Уроки по безопасности фронтенда из крупнейшей хакерской атаки в истории Web3
21 февраля 2025 года известная торговая платформа стала жертвой крупного инцидента с безопасностью, в результате чего около 1,46 миллиарда долларов криптоактивов было переведено на неизвестный адрес. Этот инцидент не только шокировал всю криптоиндустрию, но и вызвал глубокие размышления о безопасности Web3.
Обзор событий
Атакующий с помощью тщательно спроектированной фишинговой атаки успешно заставил подписантов мультиподписного кошелька одобрить вредоносную транзакцию.
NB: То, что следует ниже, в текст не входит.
Issue #3245, opened 2025-03-28
[Feature][RayCluster] Set default ports for users


MortalHappiness:
### Search before asking

- [x] I had searched in the [issues](https://github.com/ray-project/kuberay/issues) and found no similar feature requirement.

### Description

Currently, many sample YAML files define the `ports` section. We can set default values in the KubeRay operator and remove that section from the sample YAML files.

https://github.com/ray-project/kuberay/blob/adf1f07f4f76490c630511aa698c522e867ed1d5/ray-operator/config/samples/ray-cluster.sample.yaml#L26-L32

### Are you willing to submit a PR?

- [ ] Yes I am willing to submit a PR!

400Ping:
May I try this?

Hungruong:
Hi @kevin85421 , I've been looking into contributing to KubeRay and came across this issue. I see that the related RayService default ports (#3246) was already resolved via PR #3262, but this RayCluster issue doesn't seem to have an associated PR yet.

Is anyone still actively working on this? If it's available, I'd be glad to take it on. Thanks!

400Ping:
> Hi [@kevin85421](https://github.com/kevin85421) , I've been looking into contributing to KubeRay and came across this issue. I see that the related RayService default ports ([#3246](https://github.com/ray-project/kuberay/issues/3246)) was already resolved via PR [#3262](https://github.com/ray-project/kuberay/pull/3262), but this RayCluster issue doesn't seem to have an associated PR yet.
> 
> Is anyone still actively working on this? If it's available, I'd be glad to take it on. Thanks!

Opened up a PR for this

Hungruong:
Thank you so much for confirmation @400Ping

PR #3262, opened 2025-04-01
[Feature][RayService] Set default ports

### LINKED ISSUE #3246: [Feature][RayService] Set default ports for users
### Search before asking

### Description

Currently, many sample YAML files define the `ports` section. We can set default values in the KubeRay operator and remove that section from the sample YAML files. Note that the default ports for `RayService` are different from the default ports for `RayCluster`.

https://github.com/ray-project/kuberay/blob/adf1f07f4f76490c630511aa698c522e867ed1d5/ray-operator/config/samples/ray-service.sample.yaml#L84-L92

### Use case

_No response_

### Related issues

_No response_

machichima:
## Changes

- Remove `ports` section in `ray-service.*.yaml`
- Remove unnecessary loop in `BuildServeService` when assigning service port
- Add test for setting default port in ray service, covering
    - No ports set by user, set all default ports for them
    - Some ports set but `metrics` does not, the default `metrics` port is set

Currently, many sample YAML files define the `ports` section, while in code the default ports will be set if no ports defined.

https://github.com/ray-project/kuberay/blob/b6db7a586af29fac4f23775df73ad4f73272eea8/ray-operator/controllers/ray/common/service.go#L379-L382

Those `ports` section in `ray-service.*.yaml` file can be removed.

## Related issue number

Closes #3246

## Checks

- Testing Strategy
  - [x] Unit tests
  - [ ] Manual tests


ray-operator/controllers/ray/common/service.go
```diff
@@ -376,14 +371,26 @@ func setLabelsforUserProvidedService(service *corev1.Service, labels map[string]
...
+	// 2. If no port value is provided, use the default name and port
+	// 3. If a port value is provided in the YAML file, retain the original name
+
+	for name, defaultPort := range defaultPorts {
+		if _, defined := ports[name]; !defined {
+			// Only assign defaultPort if the port is not already in use
+			if !usedPorts[defaultPort] {
+				ports[name] = defaultPort
+				usedPorts[defaultPort] = true // Mark this port as used
+			}
```
MortalHappiness, line 392: Should return error instead of do nothing if ports conflict with defaultPort.

ray-operator/controllers/ray/common/service_test.go
```diff
@@ -149,13 +154,30 @@ func TestBuildServiceForHeadPod(t *testing.T) {
...
+	for name, defaultPort := range defaultPorts {
+		// ensure client port value overwrite
+		if name == utils.ClientPortName {
+			assert.Equalf(t, 12345, int(svcPorts[name]), "Expected `%v` as `%v` port value but got `%v`", 12345, name, svcPorts[name])
+		} else if !usedPorts[defaultPort] {
+			// Ensure the default port value is applied
+			t.Fatalf("Port `%v` not set", defaultPort)
+		}
 	}
+
```
MortalHappiness, line 180: In tests, we should simply assert the final result, and the expected outcome should be easy to construct. It's hard to read a test that loops over constructed values and makes assertions.

We may want to split the test into several test cases if the expected value is hard to construct. For example, one with duplicated ports and another without.

kevin85421:
cc @rueian for review

ray-operator/controllers/ray/common/service.go
```diff
@@ -376,14 +371,26 @@ func setLabelsforUserProvidedService(service *corev1.Service, labels map[string]
...
+	for _, port := range ports {
+		usedPorts[port] = true
 	}
 
-	// check if metrics port is defined. If not, add default value for it.
-	if _, metricsDefined := ports[utils.MetricsPortName]; !metricsDefined {
-		ports[utils.MetricsPortName] = utils.DefaultMetricsPort
+	// 1. If a value is provided in the YAML file, overwrite the default value
+	// 2. If no port value is provided, use the default name and port
+	// 3. If a port value is provided in the YAML file, retain the original name
```
rueian, line 384: Will k8s throw an error when there are duplicated port values? If not, can we just preserve them all?

machichima: Yes, I encountered the following error when there's duplicate port value 6379 (for gcs-server).

```sh
Warning  FailedToCreateService  47s (x16 over 3m31s)  raycluster-controller  Failed creating service test-ns-hgtnx/raycluster-gcsft-head-svc, Service "raycluster-gcsft-head-svc" is invalid: spec.ports[3]: Duplicate value: core.ServicePort{Name:"", Protocol:"TCP", AppProtocol:(*string)(nil), Port:6379, TargetPort:intstr.IntOrString{Type:0, IntVal:0, StrVal:""}, NodePort:0}
```

ray-operator/controllers/ray/common/service.go
machichima: What I was think here is that if user set the port with different name. For instance, the default is:

```yaml
- containerPort: 6379
  name: gcs-server
```

While user set:

```yaml
- containerPort: 6379
  name: gcs
```

In this case, user's setting with name gcs will be applied.

Do we need error for this? Or probably a warning is enough?

ray-operator/controllers/ray/common/service.go
rueian: 👌

ray-operator/controllers/ray/common/service.go
```diff
@@ -211,14 +211,9 @@ func BuildServeService(ctx context.Context, rayService rayv1.RayService, rayClus
...
-	for name, port := range portsInt {
-		if name == utils.ServingPortName {
-			svcPort := corev1.ServicePort{Name: name, Port: port}
-			ports = append(ports, svcPort)
-			break
-		}
-	}
+	svcPort := corev1.ServicePort{Name: utils.ServingPortName, Port: portsInt[utils.ServingPortName]}
+	// Only include serve port
+	ports := []corev1.ServicePort{svcPort}
```
rueian, line 216: Should we still include the `svcPort` if `utils.ServingPortName` is not in the `portsInt`?

ray-operator/controllers/ray/common/service.go
machichima: Update: 
This problem is actually caused by different naming for `gcs-server` (some named it as `gcs`)

For example:
https://github.com/ray-project/kuberay/blob/e67237662bb20b9cd3fabf649679e6368be8293b/ray-operator/controllers/ray/common/service_test.go#L71-L72


Default gcs-server name should be:
https://github.com/ray-project/kuberay/blob/e67237662bb20b9cd3fabf649679e6368be8293b/ray-operator/controllers/ray/utils/constant.go#L74

I would like to confirm if it is ok to change all port name "gcs" into "gcs-server"?

ray-operator/controllers/ray/common/service.go
machichima: I think it will always be there as we will assign default value. And now if user trying to use name other than `utils.ServingPortName` for serving port, the error will be raised.

ray-operator/controllers/ray/common/service_test.go
machichima: Thanks for the advice! I moved into a new test function so that it is easier to read

machichima:
Hi @MortalHappiness ,
It seems like while running `sampleyaml` test, the `BuildServiceForHeadPod` will also be called to setup the service for ray head pod.  I think we should also remove the ports section under `ray-head` container in files like `ray-cluster.*.yaml` .

ray-operator/controllers/ray/common/service.go
MortalHappiness: Yes. We should use the same value across the codebase.

MortalHappiness:
> Hi @MortalHappiness , It seems like while running `sampleyaml` test, the `BuildServiceForHeadPod` will also be called to setup the service for ray head pod. I think we should also remove the ports section under `ray-head` container in files like `ray-cluster.*.yaml` .
> 
> Otherwise, the "gcs" port name need to be renamed as "gcs-server" (default port name) so that the error will not be raised.

Yes. They'll be removed in https://github.com/ray-project/kuberay/issues/3245

ray-operator/controllers/ray/common/service_test.go
```diff
@@ -150,18 +151,76 @@ func TestBuildServiceForHeadPod(t *testing.T) {
...
+				ports := svc.Spec.Ports
+
+				svcPorts := make(map[string]int32)
+				for _, port := range ports {
+					svcPorts[port.Name] = port.Port
+				}
+
+				for name, port := range testCase.expectResult {
+					assert.Equal(t, port, svcPorts[name])
+				}
```
MortalHappiness, line 218:
```suggestion
				assert.Equal(t, testCase.expectResult, svcPorts)
```

MortalHappiness (approved):

ray-operator/controllers/ray/common/service.go
```diff
@@ -211,13 +211,11 @@ func BuildServeService(ctx context.Context, rayService rayv1.RayService, rayClus
...
 	// `portsInt` is a map of port names to port numbers, while `ports` is a list of ServicePort objects
 	portsInt := getServicePorts(rayCluster)
-	ports := make([]corev1.ServicePort, 0, 1)
-	for name, port := range portsInt {
-		if name == utils.ServingPortName {
-			svcPort := corev1.ServicePort{Name: name, Port: port}
-			ports = append(ports, svcPort)
-			break
-		}
+	ports := []corev1.ServicePort{}
```
kevin85421, line 214: `ports` seems to have at most one element? If this is correct, maybe we can use `var servePort corev1.ServicePort` instead.

ray-operator/config/samples/ray-cluster.custom-head-service.yaml
```diff
@@ -40,10 +40,3 @@ spec:
             requests:
               cpu: 500m
               memory: 2Gi
-          ports:
```
kevin85421, line 43: Why should we update this RayCluster YAML?

ray-operator/controllers/ray/raycluster_controller_unit_test.go
```diff
@@ -1642,10 +1642,10 @@ func TestInconsistentRayClusterStatus(t *testing.T) {
 		MaxWorkerReplicas:       10,
 		LastUpdateTime:          &timeNow,
 		Endpoints: map[string]string{
-			"client":    "10001",
-			"dashboard": "8265",
-			"gcs":       "6379",
-			"metrics":   "8080",
+			"client":     "10001",
```
kevin85421, line 1645: Not necessarily in this PR, but would you mind using constant variables instead of hard-coded strings?

ray-operator/test/e2e/support.go
```diff
@@ -125,7 +125,7 @@ func headPodTemplateApplyConfiguration() *corev1ac.PodTemplateSpecApplyConfigura
 				WithName("ray-head").
 				WithImage(GetRayImage()).
 				WithPorts(
-					corev1ac.ContainerPort().WithName("gcs").WithContainerPort(6379),
+					corev1ac.ContainerPort().WithName("gcs-server").WithContainerPort(6379),
```
kevin85421, line 128: Not necessarily in this PR, but would you mind using constant variables instead of hard-coded strings?

ray-operator/test/e2eautoscaler/support.go
```diff
@@ -98,7 +98,7 @@ func headPodTemplateApplyConfiguration() *corev1ac.PodTemplateSpecApplyConfigura
 				WithName("ray-head").
 				WithImage(GetRayImage()).
 				WithPorts(
-					corev1ac.ContainerPort().WithName("gcs").WithContainerPort(6379),
+					corev1ac.ContainerPort().WithName("gcs-server").WithContainerPort(6379),
```
kevin85421, line 101: Not necessarily in this PR, but would you mind using constant variables instead of hard-coded strings?

ray-operator/controllers/ray/common/service_test.go
```diff
@@ -150,18 +151,74 @@ func TestBuildServiceForHeadPod(t *testing.T) {
...
 		}
 	}
+
 	// BuildServiceForHeadPod should generate a headless service for a Head Pod by default.
 	if svc.Spec.ClusterIP != corev1.ClusterIPNone {
 		t.Fatalf("Expected `%v` but got `%v`", corev1.ClusterIPNone, svc.Spec.ClusterIP)
 	}
 }
 
+// Test if default ports is applied and can be overwritten by config
```
kevin85421, line 168: What's the relationship between this test and this PR? The tests seem irrelevant and don't cover all cases. Perhaps we can remove this from the PR and open another one to add tests with sufficient coverage.

ray-operator/controllers/ray/common/service.go
machichima: In the code below we need to `ports` to `serveService.Spec.Ports`, so I think it's better to keep it as slice here. I will set its capacity into 1 then.

https://github.com/ray-project/kuberay/blob/5416c6fc2ef54947a6a0e8ff2a016ecd3a0f2dfb/ray-operator/controllers/ray/common/service.go#L244

ray-operator/config/samples/ray-cluster.custom-head-service.yaml
machichima: Oh sorry, I modified this accidentally. Let me change it back.

ray-operator/controllers/ray/raycluster_controller_unit_test.go
machichima: No problem, I will add a new PR for this as there's multiple places to modify

ray-operator/controllers/ray/common/service_test.go
machichima: This test ensures the default ports are set if user does not specify ports in yaml. As we are trying to remove all `ports` section in rayservice sample yaml file, I think this test is needed.

ray-operator/controllers/ray/common/service_test.go
```diff
@@ -150,18 +151,74 @@ func TestBuildServiceForHeadPod(t *testing.T) {
...
+func TestBuildServiceForHeadPodDefaultPorts(t *testing.T) {
+	type testCase struct {
+		name         string
+		expectResult map[string]int32
+		ports        []corev1.ContainerPort
+		expectError  bool
```
kevin85421, line 174: Currently, `expectError` is false in all tests, so we can remove it for now.

ray-operator/controllers/ray/common/service_test.go
```diff
@@ -150,18 +151,74 @@ func TestBuildServiceForHeadPod(t *testing.T) {
...
+
 	// BuildServiceForHeadPod should generate a headless service for a Head Pod by default.
 	if svc.Spec.ClusterIP != corev1.ClusterIPNone {
 		t.Fatalf("Expected `%v` but got `%v`", corev1.ClusterIPNone, svc.Spec.ClusterIP)
 	}
 }
 
+// Test if default ports is applied and can be overwritten by config
+func TestBuildServiceForHeadPodDefaultPorts(t *testing.T) {
+	type testCase struct {
```
kevin85421, line 170: Can you add comments here to summarize the behavior of setting ports?

kevin85421 (approved):
Left small comments. Otherwise, LGTM.

ray-operator/controllers/ray/common/service_test.go
machichima: Sure, I added:

"Test that default ports are applied when none are specified. The metrics port is always added if not explicitly set."

ray-operator/controllers/ray/common/service_test.go
machichima: Fixed. Thanks!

Конкретные шаги следующие:
Нападающий заранее развертывает вредоносный контракт с бэкдором для перевода средств.
Изменение интерфейса Safe, чтобы информация о транзакции, которую видит подписант, не совпадала с данными, фактически отправляемыми на аппаратный кошелек.
Получение действительной подписи через поддельный интерфейс, замена реализации контракта многофакторного кошелька Safe, что позволяет контролировать холодный кошелек и переводить активы.
Опрос показал
После расследования и получения доказательств профессиональным учреждением, предварительные результаты показывают:
В облачном хранилище Safe обнаружены ресурсы с внедрённым вредоносным кодом JavaScript.
Вредоносный код предназначен для манипуляции сделками и изменения содержимого сделки в процессе подписания.
Источник атаки, похоже, исходит из облачной инфраструктуры Safe.
В настоящее время не обнаружено признаков того, что инфраструктура самой торговой платформы была взломана.
! [Является ли самая большая хакерская кража в истории Web3 горшком фронтенд-разработки?] ](https://img-cdn.gateio.im/webp-social/moments-2361c684ee13a28384521318c2a41aea.webp)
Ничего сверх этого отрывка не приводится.